Staunton, Nov. 26 – The Russian economics ministry has announced plans to drop 163 of the cities with only a single industry, the monogorody or “company towns,” from the previous list of 321. That means that Moscow will provide far less money to these dying towns, saving itself money but setting the stage for massive outmigration and protests.
The basis for the exclusion of the 163 is not that conditions in them are improving but rather that they are located no more than 50 kilometers from other cities where, Moscow officials say, they can reasonably find work and therefore do not need the subsidies they have been receiving (kommersant.ru/doc/5099062).

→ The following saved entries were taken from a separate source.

Issue #2740, opened 2015-07-29
RevEng :: reverse engineering a table with column of type float is incorrect - querying the resulting DbSet throws InvalidCastException


maumar:
Problem is that we reverse engineer column of type "float" to CLR float, however when we query that table, the values of that column are of CLR type double. 

Due to the way we materialize entities (use GetValue(i) on a reader, and cast the result to appropriate type, then assign to a relevant property in the entity), we are getting invalid cast exceptions for this scenario.

Fix would be to correctly reverse engineer "float" columns into properties of CLR type "double".

We should also make sure that there are no other type that exhibit this behavior.

lajones:
See http://entityframework.codeplex.com/SourceControl/latest#src/EntityFramework.SqlServer/Resources/System/Data/SqlClient/System.Data.Resources.SqlClient.SqlProviderServices.ProviderManifest.xml. Looking at EF6 - looks like we used SQL(float) -> CLR(double) and SQL(real) -> CLR(float). 

Note also we are missing rowversion.

lajones:
Fixed by PR https://github.com/aspnet/EntityFramework/pull/2743

PR #2743, opened 2015-07-30
Fixing wrong and missing SQL Server type mappings

lajones:
Fix for #2740 - the SQL Server type float was incorrectly mapped to C# float (should be double) and SQL Server type real was incorrectly mapped to C# double (should be float).

Also we were missing a rowversion mapping - we only had its synonym, timestamp.


src/EntityFramework.SqlServer.Design/ReverseEngineering/SqlServerMetadataModelProvider.cs
```diff
@@ -613,9 +613,10 @@ public static string ConstructIdForCombinationOfColumns([NotNull] IEnumerable<st
             }
 
             if (tableColumn.IsStoreGenerated
+                || tableColumn.DataType == "rowversion"
```
ErikEJ: The datatype name returned fro the schema query in all current versions of SQL Server is always "timestamp" and never "rowversion"

src/EntityFramework.SqlServer.Design/Utilities/SqlServerTypeMapping.cs
```diff
@@ -54,6 +54,7 @@ public static class SqlServerTypeMapping
                 //{ "hierarchyid", typeof(TODO) },
                 //{ "sql_variant", typeof(TODO) },
                 //{ "table", typeof(TODO) },
+                { "rowversion", typeof(byte[]) },
```
ErikEJ: Same comment as above

src/EntityFramework.SqlServer.Design/ReverseEngineering/SqlServerMetadataModelProvider.cs
divega: And, just to be sure, by "current" in this case you mean "existing"?

ErikEJ: Yes, all existing

lajones: My mistake. I was making the code consistent with what EF6 did, but it looks like (as usual) Erik is right. I'll update.

lajones:
@ErikEJ @divega - see new commit - updated as requested.

divega:
:shipit:

Is it expected that the E2E.sql is treated by GitHub (or maybe by git?) as binary?

ErikEJ:
Not if the file is saved as ansi cp 1252, but if it is saved as unicode, then yes.

lajones:
Checked in with commit fd723d3

PR #2744, opened 2015-07-30
Allow to set Property.ClrType

AndriySvyryd:
Remove ClrType and IsShadowProperty from the Property constructor
Move CLR type validation to ModelValidator
Make IModel.GetReferencingForeignKeys extension methods and rename to FindReferencingForeignKeys


ajcvickers:
:shipit:

PR #2745, opened 2015-07-30
Improve fixup perf by using index for dependent lookup

ajcvickers:
That is, an index is made for any entity on the dependent end of a relationship such that when the principal is later brought into the context it is fast to find all the dependents that must be fixed up to it.

We may want to make building this index lazy, but that requires more investigation.


AndriySvyryd:
:shipit:

Issue #2715, opened 2015-07-25
ModelSnapshot: Ensure using directives present for annotation types


Bidou44:
I just installed the beta7-13841 and ran the `Script-Migration' command. It was working with the previous release, now I receive the following error: 

PM> Script-Migration
Specified cast is not valid.

Update: same behavior with Add-Migration

tinganho:
I'm getting the error `The name 'SqlServerIdentityStrategy' does not exist in the current context`.

NoralK:
Same here on beta7-12274
```
E:\Projects\HelloMvc\Migrations\PersonDBContextModelSnapshot.cs(16,66): DNX,Version=v4.5.1 error CS0103: The name 'SqlServerIdentityStrategy' does not exist in the current context
E:\Projects\HelloMvc\Migrations\PersonDBContextModelSnapshot.cs(22,74): DNX,Version=v4.5.1 error CS0103: The name 'SqlServerIdentityStrategy' does not exist in the current context
E:\Projects\HelloMvc\Migrations\20150726005437_MyFirstMigration.cs(17,74): DNX,Version=v4.5.1 error CS0103: The name 'SqlServerIdentityStrategy' doesnot exist in the current context
E:\Projects\HelloMvc\Migrations\20150726005437_MyFirstMigration.Designer.cs(26,66): DNX,Version=v4.5.1 error CS0103: The name 'SqlServerIdentityStrategy' does not exist in the current context
E:\Projects\HelloMvc\Migrations\20150726005437_MyFirstMigration.Designer.cs(32,74): DNX,Version=v4.5.1 error CS0103: The name 'SqlServerIdentityStrategy' does not exist in the current context
```

branciat:
Also persist on dnx beta7-12275 with entityframework beta7-13844

bricelam:
To clarify, you generated migration classes using an older version of EF (e.g. Beta 6) and you're trying to run `Script-Migration` on Beta 7?

If you delete your migrations (and model snapshot) and add a new one, does Script-Migration succeed?

branciat:
I delete the migration files for each update of entity framework.
In the new migration files is missing an using on the assembly which include the SqlServerIdentityStrategy.

NoralK:
+1 same for me

NoralK:
With 7.0.0-beta7-13854 I cleared out all migrations and ran the following updated command:
```
dnx . ef migrations add MyFirstMigration --context PersonDBContext
```

[...]

Issue #2545, opened 2015-07-06
Sqlite Migration AutoIncrement wrong cast (string instead of boolean)


angelsix:
If you run ef migration add ... on an Sqlite backed model, it generates the cs file and adds:

                columns: table => new
                {
                    Id = table.Column(type: "INTEGER", nullable: false)
                        .Annotation("Sqlite:Autoincrement", true),
...

Where Annotation is the OperationBuilder<TOperation>'s Annotation function.

That functions parameter is a string, yet the underlying Operation.AddAnnotation wants an object that gets explicitly cast to a boolean in SqliteMigrationSqlGenerator at         public override void ColumnDefinition(string schema, string table, string name, string type, bool nullable, object defaultValue, string defaultExpression, IAnnotatable annotatable, IModel model, SqlBatchBuilder builder)

So this fails to cast. All the fix is needed is to add an overload or change the string parameter in OperationBuilder<TOperation>.Annotation to accept an object or boolean directly.

bricelam:
Oops, looks like this was missed while doing 43e9ae89857859801325fab849d43e179232d3d3

angelsix:
I cannot compile EF as ILogger seems to be missing from EntityFramework.Core so the sooner you can push a nightly build to https://www.myget.org/F/aspnetvnext/ that would be great and I can start using EF7 :)

PR #2753, opened 2015-07-30
Migrations: Deffer type mapping until SQL generation

### LINKED ISSUE #2421: Migrations: Defer type mapping

bricelam:
Resolves #2421

I did some manual bashing to verify this end-to-end. Migrations is pretty broken at the moment due to #2545 & #2715.

### DIFF
--- a/src/EntityFramework.Commands/Migrations/CSharpMigrationOperationGenerator.cs
+++ b/src/EntityFramework.Commands/Migrations/CSharpMigrationOperationGenerator.cs
@@ -54,7 +54,10 @@ namespace Microsoft.Data.Entity.Commands.Migrations
             Check.NotNull(operation, nameof(operation));
             Check.NotNull(builder, nameof(builder));
 
-            builder.AppendLine(".AddColumn(");
+            builder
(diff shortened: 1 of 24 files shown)


lajones:
Looks good :shipit:. It looks like you're assuming that a sequence can only be int or long. If there is no way (even by mistake) that a sequence can be set up with a type which is not int or long that's fine.

bricelam:
@lajones Correct, we [check in Metadata](https://github.com/aspnet/EntityFramework/blob/dev/src/EntityFramework.Relational/Metadata/Sequence.cs#L141-L144) that it's `byte`, `long`, `int`, or `short`.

But that ignores the fact that many of these nearby cities are economically depressed and that those who try to find work there will either grow discouraged or migrate to metropolises like Moscow and St. Petersburg where they will put even more pressure on social services there, experts say (nakanune.ru/articles/117985/).
Vitaly Pashin, who represents Chelyabinsk and Kurgan oblasts in the Russian Duma, says that this Moscow plan will deprive both the company towns and their neighbors of any prospects they may have hoped for. And economist Andrey Pesotsky says this decision another example of the Kremlin’s optimization campaign to save the state budget regardless of the consequences.

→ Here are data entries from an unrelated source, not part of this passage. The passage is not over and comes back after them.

PR #4626, opened 2016-02-23
Add high-level cancellation token check to async queries

### LINKED ISSUE #4317: ToListAsync() is not handling cancellation correctly.
With Sqlite database provider and QueryTrackingBehavior set to NoTracking, ToListAsync() does not handle cancellation correctly. On cancellation, it should either throw TaskCanceledException or complete the operation (i.e., ignore cancellation). But, it instead succeeds returning a partial list of records.

Test code attached.
[NoTrackingTests.zip](https://github.com/aspnet/EntityFramework/files/91552/NoTrackingTests.zip)

natemcmaster:
This ensures partial results are never returned, as was found to be the case in #4317.

Close #4317

cc @anpete

### DIFF
--- a/src/Microsoft.EntityFrameworkCore/Query/Internal/AsyncLinqOperatorProvider.cs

And those consequences already have been serious: the demise of key industries or any chance to rebuild them, social and political protests in the monogorody themselves, and new, unfunded liabilities on the regions, such as the Urals, where many of these places are located, liabilities they are not in a position to pay.
(On this tragic history, see windowoneurasia2.blogspot.com/2019/06/moscows-billion-dollar-program-to-save.html, windowoneurasia2.blogspot.com/2017/01/another-fatal-flaw-in-russias-company.html, windowoneurasia2.blogspot.com/2016/12/one-russian-monogorod-may-soon-drop-off.html, and windowoneurasia2.blogspot.com/2016/05/russias-one-industry-towns-continue-on.html.)